■ **Assignment**: In this exercise, each record below is to be written out again exactly.

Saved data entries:
↓

PR #5573, opened 2021-02-18
Don't start the CA during healthcheck grace period check so uninstall succeeds

rcritten:
We saw the DBusError.NoReply failure in a downstream test.

Exercise it a bit.

PR #5641, opened 2021-03-17
ipatests: Test to check ipa-healthcheck tool displays warning when run on ipa-client

menonsudhir:
The testcase checks that when ipa-healthcheck tool is run on ipa-client it will display 
warning message "IPA is not configured"

### DIFF
--- a/ipatests/test_integration/test_ipahealthcheck.py
+++ b/ipatests/test_integration/test_ipahealthcheck.py
@@ -234,12 +234,14 @@ class TestIpaHealthCheck(IntegrationTest):
     """
 
     num_replicas = 1
+    num_clients = 1
 
     @classmethod
     def install(cls, mh):
         if not cls.master.transport.file_exists(SOS_CMD):
             tasks.install_packages(cls.master, SOS_PKG)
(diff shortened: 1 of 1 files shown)


rcritten:
It looks ok but this test will break with the next upstream release due to https://github.com/freeipa/freeipa-healthcheck/commit/a6897503d73e4d398dedbb713ee8d90d29a683d2

So I think the you should check for both strings. Something like:

valid_msg = ('IPA is not configured', 'IPA server is not configured',)
...
assert cmd.stdout_text in valid_msg

I assume you want this backported to ipa-4-9?

rcritten:
re-running. It failed with the dbus teardown problem.

menonsudhir:
dbus related error during uninstall is being tested in https://github.com/freeipa/freeipa/pull/5573

flo-renaud:
@menonsudhir #5573 has been pushed, if you rebase to the master branch the issue shouldn't appear anymore.

flo-renaud:
master:

* e86ff48b49d271905528c2ce352bd8665df2b164 ipatests: Test to check ipa-healthcheck tool displays warning when run on ipa-client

↑

■ **Expected output**:
PR #5573, opened 2021-02-18
Don't start the CA during healthcheck grace period check so uninstall succeeds

rcritten:
We saw the DBusError.NoReply failure in a downstream test.

Exercise it a bit.

PR #5641, opened 2021-03-17
ipatests: Test to check ipa-healthcheck tool displays warning when run on ipa-client

menonsudhir:
The testcase checks that when ipa-healthcheck tool is run on ipa-client it will display 
warning message "IPA is not configured"

### DIFF
--- a/ipatests/test_integration/test_ipahealthcheck.py
+++ b/ipatests/test_integration/test_ipahealthcheck.py
@@ -234,12 +234,14 @@ class TestIpaHealthCheck(IntegrationTest):
     """
 
     num_replicas = 1
+    num_clients = 1
 
     @classmethod
     def install(cls, mh):
         if not cls.master.transport.file_exists(SOS_CMD):
             tasks.install_packages(cls.master, SOS_PKG)
(diff shortened: 1 of 1 files shown)


rcritten:
It looks ok but this test will break with the next upstream release due to https://github.com/freeipa/freeipa-healthcheck/commit/a6897503d73e4d398dedbb713ee8d90d29a683d2

So I think the you should check for both strings. Something like:

valid_msg = ('IPA is not configured', 'IPA server is not configured',)
...
assert cmd.stdout_text in valid_msg

I assume you want this backported to ipa-4-9?

rcritten:
re-running. It failed with the dbus teardown problem.

menonsudhir:
dbus related error during uninstall is being tested in https://github.com/freeipa/freeipa/pull/5573

flo-renaud:
@menonsudhir #5573 has been pushed, if you rebase to the master branch the issue shouldn't appear anymore.

flo-renaud:
master:

* e86ff48b49d271905528c2ce352bd8665df2b164 ipatests: Test to check ipa-healthcheck tool displays warning when run on ipa-client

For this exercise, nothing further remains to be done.